TASK BRIEF:
Every line of the entries below from the one containing "Issue #619, opened 2020-01-02" to the one containing "The 2.6 release", both ends included, must be written out exactly. No other line belongs in the answer.

BEGIN AVAILABLE DATA

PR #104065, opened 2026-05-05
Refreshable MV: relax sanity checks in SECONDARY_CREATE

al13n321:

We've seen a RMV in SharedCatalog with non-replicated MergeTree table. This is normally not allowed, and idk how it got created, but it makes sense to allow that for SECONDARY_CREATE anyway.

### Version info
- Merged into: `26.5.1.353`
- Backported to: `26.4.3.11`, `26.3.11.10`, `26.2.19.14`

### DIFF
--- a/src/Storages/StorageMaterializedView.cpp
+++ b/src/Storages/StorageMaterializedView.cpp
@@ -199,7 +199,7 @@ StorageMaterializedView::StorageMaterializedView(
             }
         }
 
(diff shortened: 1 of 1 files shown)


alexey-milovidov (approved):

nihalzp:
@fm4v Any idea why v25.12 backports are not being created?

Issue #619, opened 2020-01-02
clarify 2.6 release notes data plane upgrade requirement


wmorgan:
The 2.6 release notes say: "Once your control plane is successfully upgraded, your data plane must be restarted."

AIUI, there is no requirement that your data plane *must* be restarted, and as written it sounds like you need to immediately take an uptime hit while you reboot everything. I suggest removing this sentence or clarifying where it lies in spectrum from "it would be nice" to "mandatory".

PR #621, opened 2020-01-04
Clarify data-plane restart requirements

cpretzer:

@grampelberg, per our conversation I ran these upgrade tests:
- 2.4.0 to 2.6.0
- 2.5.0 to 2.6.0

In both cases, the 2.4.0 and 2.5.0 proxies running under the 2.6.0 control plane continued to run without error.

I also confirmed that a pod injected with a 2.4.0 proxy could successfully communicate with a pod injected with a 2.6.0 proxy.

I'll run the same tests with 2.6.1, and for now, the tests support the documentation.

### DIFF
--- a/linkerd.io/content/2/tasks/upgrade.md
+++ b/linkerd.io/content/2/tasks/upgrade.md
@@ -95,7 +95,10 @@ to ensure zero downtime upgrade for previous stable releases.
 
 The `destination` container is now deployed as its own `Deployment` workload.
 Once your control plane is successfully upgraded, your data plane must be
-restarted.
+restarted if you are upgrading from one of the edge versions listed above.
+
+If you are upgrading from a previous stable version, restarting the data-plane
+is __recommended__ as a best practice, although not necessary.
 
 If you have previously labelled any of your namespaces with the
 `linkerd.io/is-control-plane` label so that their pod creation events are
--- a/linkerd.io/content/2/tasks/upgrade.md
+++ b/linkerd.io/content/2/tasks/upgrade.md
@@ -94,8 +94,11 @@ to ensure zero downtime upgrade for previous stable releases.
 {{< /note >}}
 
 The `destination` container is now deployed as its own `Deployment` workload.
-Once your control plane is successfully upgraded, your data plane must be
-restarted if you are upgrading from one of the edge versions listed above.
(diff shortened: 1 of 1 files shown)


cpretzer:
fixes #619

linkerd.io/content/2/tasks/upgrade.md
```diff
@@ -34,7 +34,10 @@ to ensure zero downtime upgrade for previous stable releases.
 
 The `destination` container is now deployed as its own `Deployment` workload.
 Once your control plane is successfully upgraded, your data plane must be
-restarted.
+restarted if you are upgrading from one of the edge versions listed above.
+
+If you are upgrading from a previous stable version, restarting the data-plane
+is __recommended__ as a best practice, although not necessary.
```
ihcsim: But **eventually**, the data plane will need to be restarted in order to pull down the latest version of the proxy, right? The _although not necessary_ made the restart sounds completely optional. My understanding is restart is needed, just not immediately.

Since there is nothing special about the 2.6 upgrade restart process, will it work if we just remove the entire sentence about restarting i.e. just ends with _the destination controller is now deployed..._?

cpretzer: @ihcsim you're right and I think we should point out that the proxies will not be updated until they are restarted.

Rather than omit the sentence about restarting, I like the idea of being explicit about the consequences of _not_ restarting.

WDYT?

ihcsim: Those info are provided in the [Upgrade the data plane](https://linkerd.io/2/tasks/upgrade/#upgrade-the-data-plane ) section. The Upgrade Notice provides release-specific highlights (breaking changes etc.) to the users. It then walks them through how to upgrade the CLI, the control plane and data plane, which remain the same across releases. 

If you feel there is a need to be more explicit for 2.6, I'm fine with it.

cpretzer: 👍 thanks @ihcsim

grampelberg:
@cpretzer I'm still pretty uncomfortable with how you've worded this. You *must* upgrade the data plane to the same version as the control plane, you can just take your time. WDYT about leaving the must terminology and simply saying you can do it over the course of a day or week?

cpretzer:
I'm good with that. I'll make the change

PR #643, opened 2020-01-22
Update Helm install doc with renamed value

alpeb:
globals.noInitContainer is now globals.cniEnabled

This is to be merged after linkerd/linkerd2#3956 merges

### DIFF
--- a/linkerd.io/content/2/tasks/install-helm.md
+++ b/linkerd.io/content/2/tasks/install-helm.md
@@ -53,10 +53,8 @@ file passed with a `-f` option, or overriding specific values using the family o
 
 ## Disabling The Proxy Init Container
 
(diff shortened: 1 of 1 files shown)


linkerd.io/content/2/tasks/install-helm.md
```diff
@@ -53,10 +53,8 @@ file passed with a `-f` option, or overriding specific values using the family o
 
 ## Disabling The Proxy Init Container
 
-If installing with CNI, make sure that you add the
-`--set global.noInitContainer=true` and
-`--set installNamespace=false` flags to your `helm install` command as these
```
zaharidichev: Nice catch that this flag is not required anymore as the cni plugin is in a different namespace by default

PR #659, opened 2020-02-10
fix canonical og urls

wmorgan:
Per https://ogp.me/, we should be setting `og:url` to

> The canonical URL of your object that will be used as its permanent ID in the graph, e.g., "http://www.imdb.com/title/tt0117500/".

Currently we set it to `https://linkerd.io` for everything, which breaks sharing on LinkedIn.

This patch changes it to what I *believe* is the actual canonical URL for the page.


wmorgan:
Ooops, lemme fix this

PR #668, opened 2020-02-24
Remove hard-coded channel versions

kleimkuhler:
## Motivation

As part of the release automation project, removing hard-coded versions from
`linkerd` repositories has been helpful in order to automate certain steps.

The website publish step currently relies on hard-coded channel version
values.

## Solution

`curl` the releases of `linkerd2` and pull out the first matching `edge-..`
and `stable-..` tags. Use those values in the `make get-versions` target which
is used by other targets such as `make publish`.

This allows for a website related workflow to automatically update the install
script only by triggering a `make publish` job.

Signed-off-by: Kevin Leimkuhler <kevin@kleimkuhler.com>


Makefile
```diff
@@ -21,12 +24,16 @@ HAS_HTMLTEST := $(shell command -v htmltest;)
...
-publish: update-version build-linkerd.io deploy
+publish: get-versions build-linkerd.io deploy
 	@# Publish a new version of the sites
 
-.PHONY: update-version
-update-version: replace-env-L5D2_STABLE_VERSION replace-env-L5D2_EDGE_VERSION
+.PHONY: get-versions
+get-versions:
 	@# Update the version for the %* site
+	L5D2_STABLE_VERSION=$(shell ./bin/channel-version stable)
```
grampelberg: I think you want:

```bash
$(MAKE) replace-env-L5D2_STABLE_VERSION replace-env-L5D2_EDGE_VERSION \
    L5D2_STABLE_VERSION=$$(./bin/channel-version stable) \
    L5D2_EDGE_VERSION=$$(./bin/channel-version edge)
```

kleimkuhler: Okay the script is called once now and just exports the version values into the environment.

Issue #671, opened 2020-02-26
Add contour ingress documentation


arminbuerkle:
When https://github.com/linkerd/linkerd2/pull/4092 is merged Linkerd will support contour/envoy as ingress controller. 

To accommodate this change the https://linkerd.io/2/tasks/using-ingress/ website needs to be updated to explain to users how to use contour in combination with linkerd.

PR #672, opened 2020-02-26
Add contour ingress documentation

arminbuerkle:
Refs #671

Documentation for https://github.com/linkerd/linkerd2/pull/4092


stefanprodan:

END AVAILABLE DATA
BEGIN AVAILABLE DATA

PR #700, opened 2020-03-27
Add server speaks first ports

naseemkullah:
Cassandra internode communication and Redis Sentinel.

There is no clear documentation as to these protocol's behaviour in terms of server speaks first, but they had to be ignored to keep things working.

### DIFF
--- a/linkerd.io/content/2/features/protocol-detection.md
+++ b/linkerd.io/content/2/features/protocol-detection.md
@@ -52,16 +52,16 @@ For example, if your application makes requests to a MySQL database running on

END AVAILABLE DATA
BEGIN AVAILABLE DATA

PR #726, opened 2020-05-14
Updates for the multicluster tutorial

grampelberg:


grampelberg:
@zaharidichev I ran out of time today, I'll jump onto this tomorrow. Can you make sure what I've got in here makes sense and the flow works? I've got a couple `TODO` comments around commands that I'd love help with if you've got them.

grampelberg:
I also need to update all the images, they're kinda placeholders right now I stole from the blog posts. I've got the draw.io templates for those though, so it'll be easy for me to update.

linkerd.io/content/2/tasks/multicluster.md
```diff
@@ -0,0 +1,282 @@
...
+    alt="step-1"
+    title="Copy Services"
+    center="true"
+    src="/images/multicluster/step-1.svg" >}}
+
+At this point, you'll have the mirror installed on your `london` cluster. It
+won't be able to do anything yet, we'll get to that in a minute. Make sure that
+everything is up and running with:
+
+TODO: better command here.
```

END AVAILABLE DATA

OUTPUT BELOW:
Issue #619, opened 2020-01-02
clarify 2.6 release notes data plane upgrade requirement


wmorgan:
The 2.6 release notes say: "Once your control plane is successfully upgraded, your data plane must be restarted."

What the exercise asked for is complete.